Up to now we "only" found matches between a query and a set of sequences (here unitigs, but it can be genes, reads, ...). Once we have identified a target for a query one may want to go further and find back to which sequences the query is similar.

This is something feasible with back_to_sequences, a simple but efficient tool.

3.1 Install back_to_sequences (b2s)

bs2 is written in Rust. The installation is extremely simple. On this brand new VM, on need to install cargo (the Rust package manager):

curl --proto '=https' --tlsv1.2 -sSf https://sh.rustup.rs | sh

Then, source the cargo environment: . "$HOME/.cargo/env" (or reload the environment).

Once cargo is installed, it can be used to install b2s and all its dependencies:

git clone https://github.com/pierrepeterlongo/back_to_sequences.git
cd back_to_sequences
RUSTFLAGS="-C target-cpu=native" cargo install --path .
cd ..
rm -rf back_to_sequences

Now that b2s is installed, just check the help:  back_to_sequences --help

3.2 Run back_to_sequences

Previously we found a partial match between our query and the unitigs from sample DRR272392 located in /ifb/data/public/teachdata/ebame/kmindex/SRA_VIRAL/DRR272392.unitigs.fa.

This was show in output/reg_index_VRL.json, line DRR272392": 0.4666666666666667,

We are now going to find which unitigs from DRR272392 matched the query:

back_to_sequences --in-kmers query.fa --in-sequences /ifb/data/public/teachdata/ebame/kmindex/SRA_VIRAL/DRR272392.unitigs.fa --out-sequences out_DRR272392_queried.fa --out-kmers out_DRR272392_queried_kmers.txt -m 5

Question30: What are the two created files, what do they contain?

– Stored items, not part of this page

PR #1171, opened 2024-11-01
[CODEGEN-1974] Don't fail request if mlops reporting fails

baekdahl:

## Summary
Catch exception if raised when trying to report that chat request failed.

## Rationale
We want to continue and return a meaningful response even if mlops fails.

### DIFF
--- a/custom_model_runner/datarobot_drum/drum/language_predictors/base_language_predictor.py
+++ b/custom_model_runner/datarobot_drum/drum/language_predictors/base_language_predictor.py
@@ -170,7 +170,7 @@ class BaseLanguagePredictor(DrumClassLabelAdapter, ABC):
             deployment = dr.Deployment.get(self._params["deployment_id"])
             return deployment.model["prompt"]
         except Exception:
-            logger.exception(
+            logger.info(
                 "Failed to get prompt column name from deployment. "
                 f"Fallback to default prompt column name ('{DEFAULT_PROMPT_COLUMN_NAME}')"
             )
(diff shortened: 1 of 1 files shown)


gkoundry (approved):
LGTM core modeling

custom_model_runner/datarobot_drum/drum/language_predictors/base_language_predictor.py
```diff
@@ -170,7 +170,7 @@ def get_prompt_column_name(self):
             deployment = dr.Deployment.get(self._params["deployment_id"])
             return deployment.model["prompt"]
         except Exception:
-            logger.exception(
+            logger.info(
```
klichukb, line 173: However this will hide the errors. Maybe not something user would want to see if this unexpected, but also will make troubleshooting harder.

baekdahl: How about I make it a warning? I have observed that prompt column name is not always set on deployments and things work out as expected anyway

klichukb: I dont mean leaving it an exception. I mean losing any stack trace completely. If its a stack trace with warning its still much better than nothing.

klichukb: So a logger.warning(exc_info=True) would show the failure

baekdahl: Done

klichukb (approved):

yakov-g (approved):

yakov-g:
git pull origin master

PR #1173, opened 2024-11-03
[RAPTOR-11626] Unpin 'datarobot-storage' package

zohar-mizrahi:
## Summary
Inspired by [this post](https://iscinumpy.dev/post/bound-version-constraints/), I included the `datarboto-storage` package without specifying version constraints.

### DIFF
--- a/custom_model_runner/requirements.txt
+++ b/custom_model_runner/requirements.txt
@@ -26,4 +26,4 @@ termcolor
 packaging
 markupsafe<=2.1.3
 pydantic==2.9.2
-datarobot-storage  # see: https://iscinumpy.dev/post/bound-version-constraints/
+datarobot-storage
--- a/custom_model_runner/requirements.txt
+++ b/custom_model_runner/requirements.txt
@@ -26,4 +26,4 @@ termcolor
 packaging
 markupsafe<=2.1.3
 pydantic==2.9.2
-datarobot-storage>=0.0.0,<1.0.0
+datarobot-storage  # see: https://iscinumpy.dev/post/bound-version-constraints/


zohar-mizrahi:
FYI - @YuriyGuts , @elatt

custom_model_runner/requirements.txt
```diff
@@ -26,4 +26,4 @@ termcolor
 packaging
 markupsafe<=2.1.3
 pydantic==2.9.2
-datarobot-storage>=0.0.0,<1.0.0
+datarobot-storage  # see: https://iscinumpy.dev/post/bound-version-constraints/
```
rvorobii, line 29: I see some of the requirements here are pinned, some are not. 
we had multiple issue with something suddenly braking because of unpinned dependencies.
I think we need to either pin it, or at least remove the comment with the link - there're several unpinned dependencies here, the link is probably related to all of them and is more about a general practice.

@yakov-g what do you think? ^

elatt: > we had multiple issue with something suddenly braking because of unpinned dependencies

Please read the post in the comment, this is exactly the fear that is discussed and why it isn't worth it to pin upper bounds.

tl;dr, upper bound pin is no guarantee  some _minor_ change won't break you (only guarantee is to explicitly pin to an exact version but I think we can all agree that is a bad idea for a library package). This false sense of security with the upper bound pin provides, has been shown to cause more trouble than it is worth, time and time again in the real world. As noted above, it is not full-proof solution, it causes more work on the package owner to release new versions of the library simply to bump upper bound pins, otherwise it eventually makes it impossible to install the package to address CVEs.

As for the pins that are already in there, I'd **love** if we started to remove them. I _think_ some are in the legitimately though as I've look at some `git blame` results and at least from the PR descriptions it sounds like there were some incompatibilities with newer libraries. That being said, we should schedule time to fix those incompatibilities so we can move forward as it makes addressing CVEs nearly impossible sometimes with these upper bound pins.

elatt (approved):
LGTM, though I agree that the link to the article in the file may be overkill as we should start to move to having all dependencies with as loose of a constraint as possible. And only comment in the places where we do have upper pins or exact pins to explain why we need to do that in each specific case.

akshoop (approved):

rvorobii (approved):
please remove the link to the article from the requirments.txt, the rest looks good

custom_model_runner/requirements.txt
yakov-g: Let's merge this. 
And I'll try to to unpin today or tomorrow

custom_model_runner/requirements.txt
```diff
@@ -26,4 +26,4 @@ termcolor
 packaging
 markupsafe<=2.1.3
 pydantic==2.9.2
```
yakov-g, line 28: @zohar-mizrahi do we have to pin `pydantic`

zohar-mizrahi: No. I've noticed that you have a follow up PR to test it.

  • file out_DRR272392_queried.fa shows the unitigs from DRR272392.unitigs.fa that contain at least 5 k-mers from our query.
  • file out_DRR272392_queried_kmers.txt shows the kmers from our query and their abundance in the contigs (here only 0 or 1 as this are unitigs)
    • in this file we see that only 7 over 40 kmers are in DRR272392.unitigs.fa. This is not 46% as output by kmindex. We are here facing some false positives from kmindex. In case you don't know what to do this weekend, you may try to re-build the index with a lower FP rate (say 0.1%).

Question31: Check the possible options of b2s, enabling to obtain more "pseudo-mapping" information.


  • adding the --output-kmer-positions,the out_DRR272392_queried_kmers.txt does not show anymore the number of occurrences of k-mers from the query in the DRR272392.unitigs.fa, but instead it shows their occurrences positions in this file (and their orientation)
  • adding the --output-mapping-positions, the out_DRR272392_queried.fa also shows the position of kmers from the query in unitigs from DRR272392.unitigs.fa that contain at least 5 k-mers from our query.